We humans are as territorial as other primates. When we buy real estate, we get a piece of land with carefully drawn boundaries between neighbors. National borders arose during the Neptune-Pluto conjunction of 1399 when European kingdoms and fiefdoms marked and mapped their turfs. Even in unmapped areas of our world, tribal boundaries have existed for millennia. Before Columbus, the indigenous peoples of the Americas lived as tribes and nations within known boundaries.
       
Equally as ingrained in our human nature is trade. They have something we want; we have something they want; we trade and both benefit. What’s different today is the role of global corporations acting as middlemen between trading partners.     

Patriotism V. Profits

Americans are becoming aware that global corporations, owing allegiance to no nation, own and control economic assets—and elected legislators—within national borders.

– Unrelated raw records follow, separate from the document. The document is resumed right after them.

PR #796, opened 2021-01-28
Profile

SanjoDeundiak:


implementations/rust/ockam/ockam/src/entity/profile.rs
```diff
@@ -31,40 +69,258 @@ impl Profile {
...
     }
 }
 
 impl Profile {
-    pub fn apply(&mut self, change_event: ProfileChangeEvent) {
-        if !self.verify(&change_event) {
-            return; // TODO: Throw error
+    pub fn create_with_key(
+        label: String,
+        key_type: ProfileKeyType,
```
mikelodder7, line 86: can we collapse key_type and key_purpose into the key_attributes?

implementations/rust/ockam/ockam/src/entity/profile.rs
```diff
@@ -31,40 +69,258 @@ impl Profile {
...
+        key_purpose: ProfileKeyPurpose,
+        attributes: Option<ProfileEventAttributes>,
+        vault: Arc<Mutex<dyn ProfileVault>>,
+    ) -> Result<Self, ockam_core::Error> {
+        let attributes = attributes.unwrap_or(ProfileEventAttributes::new());
+
+        let mut v = vault.lock().unwrap();
+
+        // TODO: Should be customisable
+        let secret_attributes = SecretAttributes {
```
mikelodder7, line 96: Love this, we should emulate it for the caller into this.

implementations/rust/ockam/ockam/src/entity/profile.rs
```diff
@@ -31,40 +69,258 @@ impl Profile {
...
+            persistence: SecretPersistence::Persistent,
+            length: 0,
+        };
+
+        let private_key = v.secret_generate(secret_attributes)?;
+        let public_key = v.secret_public_key_get(&private_key)?;
+
+        let change =
+            CreateKeyChange::new(label, key_type, key_purpose, public_key.as_ref().to_vec());
+        let prev_id = v.sha256(&[])?;
```
mikelodder7, line 107: I think we should hash the public key vs an empty byte array, otherwise, it will be the same value for all profiles.

implementations/rust/ockam/ockam/src/entity/profile.rs
```diff
@@ -31,40 +69,258 @@ impl Profile {
...
+    }
+}
+
+impl Profile {
+    fn check_consistency(_change_event: &ProfileChangeEvent) -> bool {
+        // TODO: check event for consistency: e.g. you cannot rotate the same key twice during one event
+        true
+    }
+
+    fn apply_no_verification(&mut self, change_event: ProfileChangeEvent) -> Result<(), Error> {
```
mikelodder7, line 182:
```suggestion
    fn apply_no_verification(&self, change_event: ProfileChangeEvent) -> Result<(), Error> {
```

mikelodder7, line 182: Not sure why this is needed vs apply.

implementations/rust/ockam/ockam/src/entity/profile.rs
```diff
@@ -31,40 +69,258 @@ impl Profile {
...
+                    c.key_type(),
+                    c.key_purpose(),
+                )?;
+                let prev_key_change = Self::find_key_change_in_event(
+                    prev_key_event,
+                    c.label(),
+                    c.key_type(),
+                    c.key_purpose(),
+                )
+                .unwrap();
```
mikelodder7, line 255: Why the unwrap here?

implementations/rust/ockam/ockam/src/entity/profile.rs
```diff
@@ -31,40 +69,258 @@ impl Profile {
...
         }
+
+        self.apply_no_verification(change_event)
     }
 
-    pub fn verify(&self, _change_event: &ProfileChangeEvent) -> bool {
-        // loop over all proofs and verify them
-        unimplemented!()
+    // WARNING: Checks only one event, assumes all previous events are verified
+    pub fn verify(&self, change_event: &ProfileChangeEvent) -> Result<bool, ockam_core::Error> {
```
mikelodder7, line 201: I think this function can be changed to return an error vs false. It should simplify your logic.

implementations/rust/ockam/ockam/src/entity/profile.rs
```diff
@@ -31,40 +69,258 @@ impl Profile {
...
+        label: String,
+        key_type: ProfileKeyType,
+        key_purpose: ProfileKeyPurpose,
+        attributes: Option<ProfileEventAttributes>,
+    ) -> Result<(), ockam_core::Error> {
+        let event = self.rotate_key_event(label, key_type, key_purpose, attributes)?;
+        self.apply_no_verification(event)
+    }
+
+    pub fn get_private_key(
```
mikelodder7, line 159: Interesting idea to use event sourcing to retrieve the key. I like it.

implementations/rust/ockam/ockam/src/entity/profile.rs
```diff
@@ -31,40 +69,258 @@ impl Profile {
...
+
+    pub fn rotate_key(
+        &mut self,
+        label: String,
+        key_type: ProfileKeyType,
+        key_purpose: ProfileKeyPurpose,
+        attributes: Option<ProfileEventAttributes>,
+    ) -> Result<(), ockam_core::Error> {
+        let event = self.rotate_key_event(label, key_type, key_purpose, attributes)?;
+        self.apply_no_verification(event)
```
mikelodder7, line 156: Not sure why you wouldn't verify during a rotation. That seems counter-intuitive.

implementations/rust/ockam/ockam/src/entity/profile/change.rs
```diff
@@ -1,12 +1,9 @@
...
-#[derive(Clone, Debug)]
-pub enum ProfileChangeProof {}
+use crate::entity::profile::event_identifier::EventIdentifier;
+use crate::entity::profile::proof::ProfileChangeProof;
+use crate::entity::profile_change::ProfileChange;
+use serde::{Deserialize, Serialize};
 
-#[derive(Clone, Debug)]
+#[derive(Serialize, Deserialize, Clone, Debug)]
 pub struct Changes(Vec<ProfileChange>);
```
mikelodder7, line 7:
```suggestion
pub type Changes = Vec<ProfileChange>;
```

implementations/rust/ockam/ockam/src/entity/profile/profile_change.rs
```diff
@@ -0,0 +1,64 @@
...
+
+#[derive(Serialize, Deserialize, Debug, Clone, Copy, Eq, PartialEq)]
+pub enum ProfileKeyType {
+    Main,
+    Additional,
+}
+
+#[derive(Serialize, Deserialize, Debug, Clone, Copy, Eq, PartialEq)]
+pub enum ProfileKeyPurpose {
+    Kex,
```
mikelodder7, line 22: What about Attestations?

implementations/rust/ockam/ockam/src/entity/profile/profile_change_type/create_key.rs
```diff
@@ -0,0 +1,100 @@
...
+use crate::OckamError;
+use ockam_vault_core::types::{SecretAttributes, SecretPersistence, SecretType};
+use serde::{Deserialize, Serialize};
+
+#[derive(Serialize, Deserialize, Debug, Clone)]
+pub struct CreateKeyChange {
+    label: String,
+    key_type: ProfileKeyType,
+    key_purpose: ProfileKeyPurpose,
+    public_key: Vec<u8>,
```
mikelodder7, line 15: Do we want to combine key_type and public key into an enum that wraps the type and value together?

implementations/rust/ockam/ockam/src/entity/profile/profile_change_type/create_key.rs
```diff
@@ -0,0 +1,100 @@
...
+            public_key,
+        }
+    }
+}
+
+impl CreateKeyChange {
+    pub fn label(&self) -> &str {
+        &self.label
+    }
+    pub fn key_type(&self) -> ProfileKeyType {
```
mikelodder7, line 38: So in profile, you return references and here you return structs. We need to be consistent. I prefer without reference

implementations/rust/ockam/ockam/src/entity/profile/profile_change_type/create_key.rs
```diff
@@ -0,0 +1,100 @@
...
+    pub fn key_purpose(&self) -> ProfileKeyPurpose {
+        self.key_purpose
+    }
+    pub fn public_key(&self) -> &[u8] {
+        &self.public_key
+    }
+}
+
+impl Profile {
+    pub(crate) fn create_key_event(
```
mikelodder7, line 50: Looks similar to create_profile. Should refactor when you can.

implementations/rust/ockam/ockam/src/entity/profile/profile_change_type/create_key.rs
```diff
@@ -0,0 +1,100 @@
...
+
+        let prev_id = self.get_last_event_id()?;
+
+        let mut v = self.vault.lock().unwrap();
+
+        // TODO: Should be customisable
+        let secret_attributes = SecretAttributes {
+            stype: SecretType::Curve25519,
+            persistence: SecretPersistence::Persistent,
+            length: 0,
```
mikelodder7, line 75: length could be derivable from key type.

implementations/rust/ockam/ockam/src/entity/profile/profile_change_type/rotate_key.rs
```diff
@@ -0,0 +1,106 @@
...
+            length: 0,
+        };
+
+        let private_key = v.secret_generate(secret_attributes)?;
+        let public_key = v.secret_public_key_get(&private_key)?.as_ref().to_vec();
+
+        let event = RotateKeyChange::new(label, key_type, key_purpose, public_key);
+
+        let change = ProfileChange::new(
+            1,
```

Dubai Ports World spent unknown millions to influence prominent politicians-turned-lobbyists; in effect, they bought the US government with US dollars earned from oil sales.

Global corporations are “citizens of a borderless world,” while most people are still citizens or a particular nation, province or state, and neighborhood. The cry goes up: “How can we Americans protect our borders against radical Muslim terrorists when multinational corporations ignore national borders?” The US government tacitly cooperates with companies seeking cheap labor by allowing the US-Mexican border to be porous. Congress seems so helpless to resist the will of big corporations that it violates its own laws.

Dilemma

This dilemma epitomizes the present Saturn-Neptune opposition. Saturn is a conservative seeking to maintain the status quo; Neptune is as amorphous and far ranging as ocean currents and the winds that carry dust from one continent to another.  
 
The development of global corporations over the past 500 years has been marked by outer planet cycles (Saturn, Uranus, Neptune and Pluto), especially Neptune-Pluto conjunctions, and Saturn-Neptune conjunctions and oppositions. To cite just two instances:

1) When American colonists declared independence from England in 1776, they also freed themselves from control by English corporations that extracted their wealth and dominated trade. After fighting a revolution to end this exploitation, our country's founders retained a healthy fear of corporate power and wisely limited corporations exclusively to a business role. Corporations were forbidden from attempting to influence elections, public policy, and other realms of civic society. Initially, the privilege of incorporation was granted selectively to enable activities that benefited the public, such as construction of roads or canals. Enabling shareholders to profit was seen as a means to that end.(1) 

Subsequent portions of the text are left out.